Por Igor Miguel
O Charging Bull ou Wall Street Bull, uma escultura em bronze de um touro feito pelo artista italiano naturalizado americano Arturo Di Modica, repousa em suas mais de 3 toneladas no Bowling Green Park próximo a Wall Street em New York. O Bowling Green Bull, como também é conhecido, tornou-se um símbolo da vigorosidade e robustez da economia americana ante as instabilidades do mercado internacional. O touro reprodutor, viril e musculoso, inspira confiança em um mercado livre, agressivo, otimista e próspero.
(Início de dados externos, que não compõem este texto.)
PR #984, opened 2019-04-11
Improvement/896 add pillar for bootstrap services ip

ramanduh:
The goal of this PR is to create a pillar named `endpoints` that will contain the IP of pods, running on the bootstrap.
To perform that, we create a service that map to these pods, and we get the pods IP from the endpoints object created with the service.

To test: run the bootstrap, an then query the pillar `metalk8s:endpoints`
```
# crictl exec -ti $(crictl ps | awk '/salt-master/{print $1}') salt "bootstrap" pillar.get metalk8s:endpoints saltenv=metalk8s-2.0
bootstrap:
    ----------
    package-repositories:
        ----------
        hostname:
            None
        ip:
            172.21.254.3
        node_name:
            bootstrap
        ports:
            ----------
            http:
                8080
    registry:
        ----------
        hostname:
            None
        ip:
            172.21.254.3
        node_name:
            bootstrap
        ports:
            ----------
            registry:
                5000
    salt-master:
        ----------
        hostname:
            None
        ip:
            172.21.254.3
        node_name:
            bootstrap
        ports:
            ----------
            api:
                4507
            publisher:
                4505
            requestserver:
                4506

```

O Touro de Bronze remete inevitavelmente ao Bezerro de Ouro, esculpido pelos israelitas recém saídos do Egito, no deserto do Sinai diante da outorga da lei divina, a Torá. O que vemos é um povo que testemunhou os milagres da liberdade, dos valores éticos de um Deus pessoal, de uma relação real entre o Eu-Tu Eterno¹. Este mesmo povo ao se deparar com a ausência de seu libertador e profeta, Moisés, angustia-se procurando em um culto menos elaborado, concreto, respostas para seus dilemas existenciais. Com os despojos retirados dos egípcios, colares, brincos e símbolos em ouro, fundem e esculpem ante os olhos complacentes do sacerdócio araônico, um ídolo, que quase remete ao Touro de Wall Street, salvo por sua matéria prima.
Lembro-me de uma frase de meu professor Daniel Juster, quando disse que "Há um êxodo para todos os povos". Sem dúvida a experiência de emancipação dos judeus do Egito, é protótipo das aspirações de todos os povos que procuram identidade nacional e liberdade.
A história americana rememora o êxodo quando pensamos na travessia de seus colonizadores, a ruptura com a metrópole inglesa, os fundamentos éticos judaico-cristãos e como os EUA tornaram-se o símbolo de uma terra que agrega a diversidade e a liberdade, dos negros, dos judeus vindos de terras brasileiras e outras minorias, que experimentaram seu êxodo.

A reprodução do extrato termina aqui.